We used projections i.e. dot products, to recover the “t” value of a point “P” along a line $t = (P - O)· û$. In the same sense, as long as the basis vectors are orthogonal and unit length we can use the same expression to recover the “r”, “s”, and “t” values for the plane and coordinate system cases, using the appropriate basis vectors.

We thus developed the tools to map from the “world” space to “local” coordinates using the inverse mapping: $[ x, y, z ] → [ t ]$ in 1D, $[ x, y, z ] → [s, t ]$ in 2D and $[ x, y, z ] → [ r,s,t ]$ in 3D, and the relevant support geometries.

Transformations

This indirection allow us for the same “local” coordinates to replace their supporting geometries easily e.g. keep $[r,s,t]$ but replace $[ o, û, v̂, n̂ ]$ with $[O, X, Y, Z]$. We just have transformed from one frame of reference to another but retained the same geometric content.
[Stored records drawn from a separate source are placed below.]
PR #178, opened 2024-09-06
Switch to uber gomock

yycptt:
**What changed?**
- Switch to uber gomock
- Will do the same change in server repo as well.

**Why?**
- google gomock is no longer maintained and doesn't support generics
- Generated mocks are used in server repo as well. and we are switching server repo to uber gomock.

**How did you test it?**

**Potential risks**


stephanos (approved):

yycptt:
Will generate mocks inside server repo.

PR #182, opened 2024-10-14
Visit OperatorService methods in interceptor

bergundy:
**What changed?**

- Visit OperatorService methods in interceptor
- Reenable `generatorcheck` Makefile target

**Why?**

There are payloads in the Nexus EndpointSpec description that need to be visited for completeness.

### DIFF
--- a/Makefile
+++ b/Makefile
@@ -135,7 +135,7 @@ test: copy-helpers
 
 generatorcheck:
 	printf $(COLOR) "Check generated code is not stale..."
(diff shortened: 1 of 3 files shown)


cretz (approved):
It is a bit rough that I'm allowed to encrypt endpoint descriptions if I self host but not in cloud. Arguably we should not have made self-hosted descriptions payloads.

bergundy:
We want to allow encryption in Cloud too. There's a planned breaking change to switch the description field to a payload once we figure out how cloud / and OSS protos are going to be combined.

PR #188, opened 2024-11-12
Try rehydrating NamespaceNotActive from Unavailable errors

bergundy:
We want to change the status code to be Unavailable, this is the first step in making this change.


yiminc (approved):

bergundy:
Decided to create a new error instead of changing the semantics of the current one.

PR #190, opened 2024-11-13
Sync to latest API Cloud to include Export

alice-yin:
**What changed?**

**Why?**

**How did you test it?**

**Potential risks**


bergundy:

In addition, because linear maps do not affect lengths and angles we also call them rigid transforms.

Conclusions

We conclude here after having reviewed the arithmetic of points and vectors; topics generally already covered prior to university education in both math and physics. We focused here on a geometric interpretation of algebraic concepts to build intuition and familiarity with the mechanics. You may practice on constructive geometry using the problems within in section. Additional problems are also available [>].

You will be formally introduced to general linear algebra in the future terms by math and sciences courses. The concepts presented here will be generalized to even higher dimensions. We hope the spatial interpretations developed here will be helpful in the following terms as the scope and depth of understanding is expanded.